PR #3278, opened 2015-04-24
Switch over Windows builds to universal builds.

ksubrama:
Updated dependencies and refactored platform gemspecs.


ksubrama:
@btm @jdmundrawala 

Can one of you also tag chef-client-core because I'm not on that team yet.

jdmundrawala:
cc @chef/client-core
Also @tknerr

LGTM... thoughts on merging this even without Chef working with 64 bit ruby on windows?

danielsdeleo:
I'm cool with it, people can do what they want outside of omnibus but we don't support it, so no need to worry about someone stubbing their toe on 64bit ruby for now. :+1:

chef-windows.gemspec
```diff
@@ -0,0 +1,22 @@
+gemspec = eval(IO.read(File.expand_path("../chef.gemspec", __FILE__)))
+
+gemspec.platform = Gem::Platform.new ["universal", "mingw32", nil]
```
btm: style?

```
 Gem::Platform.new(["universal", "mingw32"])
```

jdmundrawala: Will that works:
https://github.com/rubygems/rubygems/blob/master/lib/rubygems/platform.rb#L54

ksubrama: Hmm - weirdly enough, it does seem to work.  I just assigns nil to the last item.  Ruby is whacky...

chef-windows.gemspec
```diff
@@ -0,0 +1,22 @@
+gemspec = eval(IO.read(File.expand_path("../chef.gemspec", __FILE__)))
+
+gemspec.platform = Gem::Platform.new ["universal", "mingw32"]
```
btm: Mostly my style comment was around putting parentheses in there, more than dropping the nil. I just saw you could in testing/reading the docs.

You're passing an array as a single argument and my brain has to stop to understand that without the parentheses.

```
gemspec.platform = Gem::Platform.new(["universal", "mingw32"])
```

chef-windows.gemspec
ksubrama: Oh yay!  I like the extra parens to make function calls explicit but that supposedly offends the ruby sensibility of some others.  I'm quite happy to put it back in.

tknerr:
What's the implication of this change? Sorry, didn't get it...

jdmundrawala:
@tknerr It would have affected your knife PR (gems will no longer be x86-mingw32)

tknerr:
ah I see, thanks @jdmundrawala

tyler-ball:
This LGTM but

btm:
@tyler-ball left shark is the laissez-faire shark.

btm:
@ksubrama so I wonder if the Travis test-kitchen ec2 failure is because we try to do this:

```
sudo -E rm -f pkg/chef-*-x86-mingw32.gem
sudo -E $chef_bin/gem install --local pkg/chef-*.gem             -n /opt/chef/bin --no-rdoc --no-ri
```

And now the filename of mingw32 gem is different?

@mcquin helped me track down the code that's doing that, it's way off in here still: https://github.com/mcquin/test-kitchen/blob/mcquin/install_chef_from_github/lib/kitchen/provisioner/chef_base.rb#L276

@jdmundrawala is https://github.com/jdmundrawala/kitchen-appbundle-updater ready to replace the test-kitchen branch here?

btm:
(we should make sure Travis is green before merging)

jdmundrawala:
@btm https://github.com/chef/chef/pull/3260

Rakefile
```diff
@@ -40,7 +40,7 @@ task :uninstall do
 end
 
 desc "Build it, tag it and ship it"
-task :ship => :gem do
+task :ship => [:clobber_package, :gem] do
```
jdmundrawala: Don't think you need to clobber package

ksubrama: The :gem task doesn't seem to update/rebuild the gem if one is already present and there are changes.  I found my self constantly rake repackage or rake clobber_package and then rake gem when testing things out.  Is this a fairly common gem/shipping pattern?  I don't actually know if the repackage task is different from the gem task since they both seem to be doing the same thing otherwise (except for the extra cleanup in the beginning).

ksubrama:
And travis now passes!

btm:
What bumped the versions in chef-windows.gemspec compared to the remove gemspec? I see a lot of bumps in there and at least one that increased the minor version on a pessimistic constraint.

ksubrama:
I manually did.  I went to see the changelog for each repo and most of them included some helpful bugfix or the other - mostly involving 64-bit support (8-byte vs 4-byte values in system calls etc.).  Nothing breaking and radical.  The tests all passed (well - when run in 32-bit ruby...  I think there was 1-2 issues with 64-bit itself), so I decided to bump the versions up.

Rakefile
danielsdeleo: That's my experience as well, and it only takes a little while to rebuild

tknerr:
So this PR would fix #3272 too (and thus make #3281 obsolete), right?

ksubrama:
@tknerr I think you'd still need those.  The gem generated would be chef-xxx-universal-mingw32 but subsequent dependencies can still be x86-mingw32 or x64-mingw32.  The same goes for plugins I suppose.  I haven't looked at #3281 too closely, but I'd think that you'd need to still soft match the plugins you want to load based on the current chef version as you are doing, and then filtering out the platforms in some creative way (I haven't looked at that code - maybe it already does that).

ksubrama:
I just read through that subcommander loader and I think I now understand what it's trying to do.  Ignore my previous comment.  Yes you'd still need #3281 as is as you'd still need to soft-match the gem name  chef-xxx-universal-mingw32 on windows.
============
**What this task involves**
The word "style": say how many lines of the records hold it, and give nothing but the number.

**Output below**
2